What is the generator of $\pi_9(S^2)$? This is more or less the same question as 
[ What is the generator of $\pi_9(S^3)$? ], except what I would like to know is if it is possible to describe this map in a way 
not only topologists can make sense of. 
[EDIT] (Following the advice of  Ryan Budney.)   A purely  geometric construction 
like the famous Hopf fibration for $\pi_3(S^2)$  would be perfect. 
(Something like a  map $S^9\to S^2$ or   $S^9\to S^3$  which may be written 
down in equations.)  But I understand that there is little hope for that. 
A less explicit but probably more reasonable approach is to try and  represent this homotopy class by a framed 7-manifold in ${\mathbb R}^9$  following Pontryagin. 

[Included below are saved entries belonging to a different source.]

PR #7244, opened 2025-05-27
Add check for subscript return type

### LINKED ISSUE #6987: `__subscript` without defined return type leads to an internal error
If the return type in the `__subscript` syntax is not defined, compilation will fail with an internal error, instead of a proper error message.

Tested against the 7f9283a commit.

Example code (derived from the documentation):
```slang
struct MyType
{
    int val[12];
    __subscript(int x, int y)
    {
        get { return val[x*3 + y]; }
    }
}

```

slangc output:
```
test15.slang(6): note 99999: an internal error threw an exception while working on code near this location
        get { return val[x*3 + y]; }
        ^~~
(0): error 99999: Slang compilation aborted due to an exception of N5Slang13InternalErrorE: unexpected: ErrorType
```

mkeshavaNV:
Fixes #6987

### DIFF
--- a/docs/command-line-slangc-reference.md
+++ b/docs/command-line-slangc-reference.md
@@ -1128,6 +1128,7 @@ A capability describes an optional feature that a target may or may not support.
 * `SPV_NV_ray_tracing_motion_blur` : enables the SPV_NV_ray_tracing_motion_blur extension 
 * `SPV_NV_shader_invocation_reorder` : enables the SPV_NV_shader_invocation_reorder extension 
 * `SPV_NV_cluster_acceleration_structure` : enables the SPV_NV_cluster_acceleration_structure extension 
+* `SPV_NV_linear_swept_spheres` : enables the SPV_NV_linear_swept_spheres extension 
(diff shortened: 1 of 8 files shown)


expipiplus1 (approved):

source/slang/slang-check-decl.cpp
```diff
@@ -10405,7 +10405,16 @@ void SemanticsDeclHeaderVisitor::visitAbstractStorageDeclCommon(ContainerDecl* d
 
 void SemanticsDeclHeaderVisitor::visitSubscriptDecl(SubscriptDecl* decl)
 {
-    decl->returnType = CheckUsableType(decl->returnType, decl);
+    // __subscript needs to have a return type specified. Check if return type
```
csyonghe, line 10408: Why special case here in subscript? It should be an error whenever CheckUsableType is called on an IncompleteExpr.

mkeshavaNV: @csyonghe oh this got merged since it was approved. Are you suggesting there are other use cases that trigger IncompleteExpr? This was added for SubscriptDecl since that was the bug report.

In fact, any information about such a manifold may be of help. Is it really complicated?
I  am not really familiar with  the work of Jie Wu, but  what I have read this far makes sense to me. So, the answer can also be along this lines, but if so I would like to see more then hints. (This  computation looks horrendous, and I probably  cannot handle it by myself.) 

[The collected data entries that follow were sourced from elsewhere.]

PR #7255, opened 2025-05-27
Add command line option for separate debug info

jarcherNV:
Add command line arg -separate-debug-info which, if provided, produces both a .spv and a .dbg.spv file. The .dbg.spv file contains full debug info and the .spv file has all debug info stripped out.

### DIFF
--- a/.github/workflows/ci.yml
+++ b/.github/workflows/ci.yml
@@ -246,6 +246,31 @@ jobs:
             -expected-failure-list tests/expected-failure.txt \
             -skip-reference-image-generation \
             -show-adapter-info
+      - name: slang-rhi tests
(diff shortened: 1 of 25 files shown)


jarcherNV:
I have updated the patch to point spirv-tools at the Slang fork, which has the needed fix for this to work. We will need to change this back once the patch is upstreamed (assuming all the tests pass).

jarcherNV:
After some recent discussion with Aftermath team it sounds like we may want to use the https://github.com/shader-slang/slang/pull/7178 PR instead. I will leave this open for now in case we change our minds, but likely to close without submitting.

csyonghe:
We should also consider adding a unit test to look for the debug identifier in the spirv that has the debug info.

jarcherNV:
We have decided not to use this approach so I am closing this PR.

PR #7260, opened 2025-05-28
Make interface types non c-style in Slang2026.

### LINKED ISSUE #7261: Types with interface typed fields shouldn't be treated as C-Style.
Given 
```
interface IFoo {}

struct Bar
{
    IFoo f;
}
```

`Bar` shouldn't be treated as a C-style type and shouldn't be construtable with `{}`.

### LINKED ISSUE #7274: Make `Optional<IFoo>` consume the same amount of storage as `IFoo`.
We will disallow initializing `IFoo` with `{}`, such as:
```
interface IFoo{}

IFoo f = {};
```

Because this code has no well-defined meaning and shouldn't be allowed.

To allow initialization to "invalid" value, the user should write:

```
Optional<IFoo> f = none;
```

To make this possible without incurring any runtime overhead, we need to make sure `Optional<IFoo>` occupies the same amount of storage as `IFoo`, similar to what we do for `Optional<void*>`.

 A: I posted an answer to the previous question describing one way to view a generator of $\pi_9 S^3$. From the Hopf fibration
$$S^1\to S^3 \overset{\eta}{\to} S^2$$ and fibration long exact sequence,
we know that $$\pi_9 S^1 = 0 \to \pi_9 S^3 \overset{\eta}{\to} \pi_9 S^2\to \pi_8 S^1=0 $$
is exact, so $\pi_9 S^3 \cong \pi_9 S^2$ via the Hopf map $\eta$ (comment made by @skd above). 
I'm not sure if these answers are only understandable by topologists, but all the information is available in Hatcher's book Algebraic Topology (however, some of the information is not proved there, e.g. Bott periodicity). 

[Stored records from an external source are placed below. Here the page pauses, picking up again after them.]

PR #7264, opened 2025-05-28
Move IncompleteExpr check to CheckUsableType

mkeshavaNV:
PR https://github.com/shader-slang/slang/pull/7244 added check for IncompleteExpr for `__subscript`. It can be made a more generic check as was suggested in that PR.

### DIFF
--- a/docs/design/serialization.md
+++ b/docs/design/serialization.md
@@ -5,6 +5,147 @@ Slang's infrastructure for serialization is currently in flux, so there exist a 
 
 This document is curently minimal, and primarily serves to provide a replacement for an older draft that no longer reflects the state of the codebase.
 
+The Fossil Format
+=================
+
+The "fossil" format is a memory-mappable binary format for general-purpose serialization.
+
+Goals
+-----
+
+The main goals of the fossil format are:
+
+* Data can be read from memory as-is.
+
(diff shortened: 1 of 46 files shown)


szihs (commented):
Looks good to me.

expipiplus1 (approved):

source/slang/slang-check-type.cpp
```diff
@@ -447,6 +447,11 @@ TypeExp SemanticsVisitor::CoerceToUsableType(TypeExp const& typeExp, Decl* decl)
 
 TypeExp SemanticsVisitor::CheckUsableType(TypeExp typeExp, Decl* decl)
 {
+    auto callableDecl = as<CallableDecl>(decl);
```
csyonghe, line 450: I think the right place is to diagnose an error immediately upon creation of the `IncompleteExpr`.

Search for all `create<IncompleteExpr>` revealed that we are diagnosing an error before creating `IncompleteExpr` in all places, except for `SubscriptDecl` in `parseSubscriptDecl` (in slang-parser.cpp). Should just add the diagnostic there, and keep this function unchanged.

mkeshavaNV: thanks, fixed comment.

csyonghe (approved):

Issue #5161, opened 2024-09-26
Investigate why CTS Nightly started failing


jkwak-work:
VK-CTS nightly CI started failing from Sep/20.
The output log looks like the process was crashed while running the CTS test.
And it appears to be crashing always at the following test,
```
Test case 'dEQP-VK.glsl.texture_gather.offset.min_required_offset.2d_array.depth32f.size_npot.compare_greater.mirrored_repeat_clamp_to_edge'..
  Pass (Pass)

Test case 'dEQP-VK.glsl.texture_gather.offset.implementation_offset.2d.rgba8.size_pot.clamp_to_edge_repeat'..
Error: Process completed with exit code 1.
```

jkwak-work:
I was not able to reproduce the issue on my local machine nor on the runner machine.
When I tried to reproduce the issue on the runner machine, I also used the slang.dll built by the runner action.
I am puzzled about how to reproduce it.

I am going to disable a few tests and trigger the CI.
Since CI is only why to reproduce the issue at the moment, this may allow me to narrow down or bisect to where to problem is.

I can also setup a local runner on my machine and see if I can reproduce it via CI process.

jkwak-work:
The failing CTS nightly tests can be found from [here](https://github.com/shader-slang/slang/actions/workflows/vk-gl-cts-nightly.yml)

aleino-nv:
Do we have some kind of asserts enabled in Release mode?

I ask because the process exit code on Windows is never just `1` on a "crash" (e.g. segfault) -- it's usually some 'large' number.

This makes me think the exit is controlled. Maybe even `exit(1)` is being called.
If so, then probably there is a more detailed error message somewhere. Do we capture stderr? Is the full (.xml format) dEQP log available?

jkwak-work:
I was able to reproduce the issue only through the CI workflow.
And the following three tests are related to the problem,
```
dEQP-VK.glsl.texture_gather.offset.implementation_offset.2d.rgba8.size_pot.clamp_to_edge_repeat
dEQP-VK.glsl.texture_gather.offset.implementation_offset.2d.rgba8.size_pot.mirrored_repeat_clamp_to_edge
dEQP-VK.glsl.texture_gather.offset.implementation_offset.2d.rgba8.size_pot.repeat_mirrored_repeat
```

When I removed them from the tests, the CI went green.
When I tested only three of them, the CI was also passing, which is strange.

I believe this is related to the recent upgrade of SPIR-V headers.
[...]

PR #7269, opened 2025-05-28
Allow regular params to propagate constexpr-ness

### LINKED ISSUE #6370: Loop fails to unroll and invalid SPIR-V is generated for OpImageFetch

gtong-nv:
The https://github.com/shader-slang/slang/pull/3139 added a check to prevent the op_param from propagating constexpr-ness unless it's loopPhi. 
I'm not sure if that is intentional, but removing it fixes #6370, and still keep the same behavior that the loop counters can be used as constexpr - somehow bypassing the constexpr-ness requirement from the callee functions.

Fixes #6370

### DIFF
--- a/source/slang/slang-ir-constexpr.cpp
+++ b/source/slang/slang-ir-constexpr.cpp
@@ -177,8 +177,6 @@ IRLoop* isLoopPhi(IRParam* param)
 
 bool opCanBeConstExprByBackwardPass(IRInst* value)
 {
-    if (value->getOp() == kIROp_Param)
-        return isLoopPhi(as<IRParam, IRDynamicCastBehavior::NoUnwrap>(value));
     if (opCanBeConstExpr(value->getOp()))
         return true;
     if (auto callInst = as<IRCall>(value))


tests/bugs/gh-5339.slang
```diff
@@ -21,7 +20,8 @@ buffer MyBlockName
...
 {
     //SPV:OpImageGather %
-    //SPV-NOT:Const
-    //SPV-SAME: Offset %
-    outputBuffer.result = textureGatherOffset(u_sampler, v_texCoord, u_offset);
+    //SPV-SAME: ConstOffset %
+    // Can textureGatherOffset take non-const offset? 
+    constexpr ivec2 offset2D = ivec2(2);
+    outputBuffer.result = textureGatherOffset(u_sampler, v_texCoord, offset2D);
 }
```
gtong-nv: This test is added for the github issue #5339 , where it claims textureGatherOffset() takes a non-cosnt offset. I couldn't find anywhere specifing that in the glsl specs, only meantioning the offset should be static.
@jkwak-work , can you point me to the specs stating that? 
If we do need textureGatherOffset to take both const and non-const offests, I'm not sure if we can overload that. Might need to add something like `textureGatherDynamicOffset()` for the non-const version.

source/slang/slang-diagnostic-defs.h
```diff
@@ -2274,11 +2274,8 @@ DIAGNOSTIC(
     "\"index\"] attribute to provide a binding location.")
 DIAGNOSTIC(40006, Error, unimplementedSystemValueSemantic, "unknown system-value semantic '$0'")
 
-
 DIAGNOSTIC(49999, Error, unknownSystemValueSemantic, "unknown system-value semantic '$0'")
 
-DIAGNOSTIC(40006, Error, needCompileTimeConstant, "expected a compile-time constant")
```
gtong-nv, line 2448: 40006 is conflict with the `unimplementedSystemValueSemantic` error code above, so I renamed it to 40012 below.

source/slang/slang-ir-constexpr.cpp
```diff
@@ -481,6 +493,14 @@ bool propagateConstExprBackward(PropagateConstExprContext* context, IRGlobalValu
...
                                         changedThisIteration = true;
                                     }
+                                    // If arg is not constexpr after this, meaning it can't be marked constexpr for some reason,
+                                    // but the param requires that. This is not expected.
+                                    if (!isConstExpr(arg)) {
+                                        context->getSink()->diagnose(
+                                            callInst->sourceLoc,
+                                            Diagnostics::argIsNotConstexpr, pp+1, calleeFunc);
+                                        return false;
+                                    }
```
gtong-nv: The `if (calleeFunc && isDefinition(calleeFunc))` and the `else` block seems doing the exact the same thing, and removing one doesn't affect the tests at all, including the tests that have external calls.
Can we combine the branches into one?

gtong-nv: Disucessed with Tess and looks like there is no distinct diefference with the current implementation for external/internal functions. I combined the two banches into one.

tests/bugs/gh-5339.slang
jkwak-work: My change was based on the CTS failure.
The CTS task case was using the offset value coming from the uniform variable, which is not a constant value but a runtime value.
I don't see the spec requiring it to be a constant value or static here.
https://registry.khronos.org/OpenGL-Refpages/gl4/html/textureGatherOffset.xhtml
So it should work with both const and none-const, I think.
If it work with non-const, wouldn't it work with constexpr automatically?

gtong-nv: >So it should work with both const and none-const, I think.

yes, I think the `textureGatherOffset` takes both const and non-const offset

>  If it work with non-const, wouldn't it work with constexpr automatically

With this PR that adds the const-ness requirement, it must be const, given we don't have a good way to overload them and tell them apart in the frontend. 
Tess suggested for this PR we can just leave as it is. So I might need to update this test.
But I don't know if that would the CTS failure again..

gtong-nv:
It's likely this PR will break the CTS tests that were disabled previously for #5161

dEQP-VK.glsl.texture_gather.offset.implementation_offset.2d.rgba8.size_pot.clamp_to_edge_repeat
dEQP-VK.glsl.texture_gather.offset.implementation_offset.2d.rgba8.size_pot.mirrored_repeat_clamp_to_edge
dEQP-VK.glsl.texture_gather.offset.implementation_offset.2d.rgba8.size_pot.repeat_mirrored_repeat

jhelferty-nv:
@gtong-nv @jkwak-work  Is this PR still in review? There has been no movement in a month.

source/slang/slang-ir-constexpr.cpp
```diff
@@ -60,7 +61,10 @@ bool isConstExpr(IRInst* value)
     case kIROp_WitnessTable:
     case kIROp_Generic:
         return true;
-
+    //case kIROp_Param:
+    //    if (isGenericParam(value))
+    //        return true;
+    //    break;
```
gtong-nv: with this, `tests\language-feature\types\conditional-varying.slang` failed because `IR_intCast(bool)`, where the bool is a generic param, is marked constexpr, but its operand is not

gtong-nv: The resolution is to keep this check, and for the test `tests\language-feature\types\conditional-varying.slang`, the opearnd of the `IR_intCast` is an `IR_GlobalConstant`, which should also be a `constexpr`. Updated in the new commit.

gtong-nv:
https://github.com/shader-slang/slang/actions/runs/17664177055
VK CTS is fully passing after dropping the `constexpr` for offsets in the `textureGather*` intrinsics.
This is needed because of https://github.com/shader-slang/slang/pull/7269#discussion_r2136188327
Given that, I think this PR is ready to be merged

source/slang/hlsl.meta.slang
```diff
@@ -1064,7 +1064,7 @@ extension _Texture<T,Shape,isArray,isMS,sampleCount,0,isShadow,1,format>
     [ForceInline]
     __glsl_extension(GL_ARB_sparse_texture_clamp)
     [require(cpp_glsl_hlsl_metal_spirv, texture_sm_4_1_clamp_fragment)]
-    T Sample(vector<float, Shape.dimensions+isArray> location, vector<int, Shape.planeDimensions> offset, float clamp)
+    T Sample(vector<float, Shape.dimensions+isArray> location, constexpr vector<int, Shape.planeDimensions> offset, float clamp)
```
csyonghe, line 1067: why do we need to add constexpr here?

gtong-nv: This is to be consistent with the Sample functions in line 1984 and 2048 etc. 
Without this, I would get error `arg 4 in 'Sample' is not a compile-time constant`

gtong-nv: Another option is to remove all `constexpr` from offset in the _Texture/Sample chain, but I'm afraid that would introduce large consequence.

csyonghe: OK, this is fine for now, but I think we need to remove all these constexpr modifiers on sample methods because it is now allowed for offset to be non-constexpr on vulkan and d3d. This can be for another day.

csyonghe (approved):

A: Since my old answer is referenced here What is the generator of $\pi_9(S^3)$?, I spent a little time trying to figure out what it says about this.  "Toda's sequence" is a $p$-local fiber sequence ($p$ any prime) of the form 
$$ S^{2n-1} \to \Omega \widehat{S}^{2n} \to \Omega S^{2pn-1},
$$
where $\widehat{S}^{2n}$ is a certain space I don't need to care about yet; see https://en.wikipedia.org/wiki/EHP_spectral_sequence.   This backs up one step to a $p$-local fiber sequence 
$$
\Omega^2 S^{2pn-1} \xrightarrow{f} S^{2n-1} \to \Omega \widehat{S}^{2n}.
$$
The bottom non-trivial homotopy group of the fiber is $\mathbb{Z}$, and so we get a map
$$
\mathbb{Z}=\pi_{2pn-1}S^{2pn-1}=\pi_{2pn-3} \Omega^2 S^{2pn-1} \xrightarrow{f_*} \pi_{2pn-3}S^{2n-1}.
$$
When $p=3$ and $n=2$ this gives $\mathbb{Z}=\pi_{9}\Omega^2S^{11}\to \pi_9S^3$, which by the argument I gave in my other answer surjects with image $\mathbb{Z}/3$.  So we want to compute the image of $f_*$ in this dimension, i.e., the effect on $f$ on the bottom cell of $\Omega^2 S^{2pn-1}$.
Now, when $p=2$, "Toda's sequence" is the James's EHP sequence (with $\widehat{S}^{2n}=S^{2n}$).  In this case $f_*$ is $\mathbb{Z}\to \pi_{4n-3}S^{2n-1}$.  We know what the image of the generator is in this case: it is the "Whitehead square" $[\iota_{2n-1}, \iota_{2n-1}]$, which can be described geometrically as the attaching map of the $4n+2$-cell of $S^{2n-1}\times S^{2n-1}$.
I then tried to figure out what Toda's sequence actually is, in hopes of finding a geometric description of the map, and I failed.  Everyone seems to refer to Toda's Composition Methods book for this sequence, but the statement given on Wikipedia is not actually there.  However, the idea of the sequence (together with the other Toda sequence described on wikipedia) seems to be essentially 13.1 in Toda's book.  In turn, 13.1 is not proved in Toda's book, but rather in the paper

Toda, Hirosi: On the double suspension $E^2$, J. Inst. Polytech. Osaka City Univ. Ser. A. 7 (1956), 103–145.

The fiber sequence I am interested in is essentially Theorem 7.6 of Toda's paper.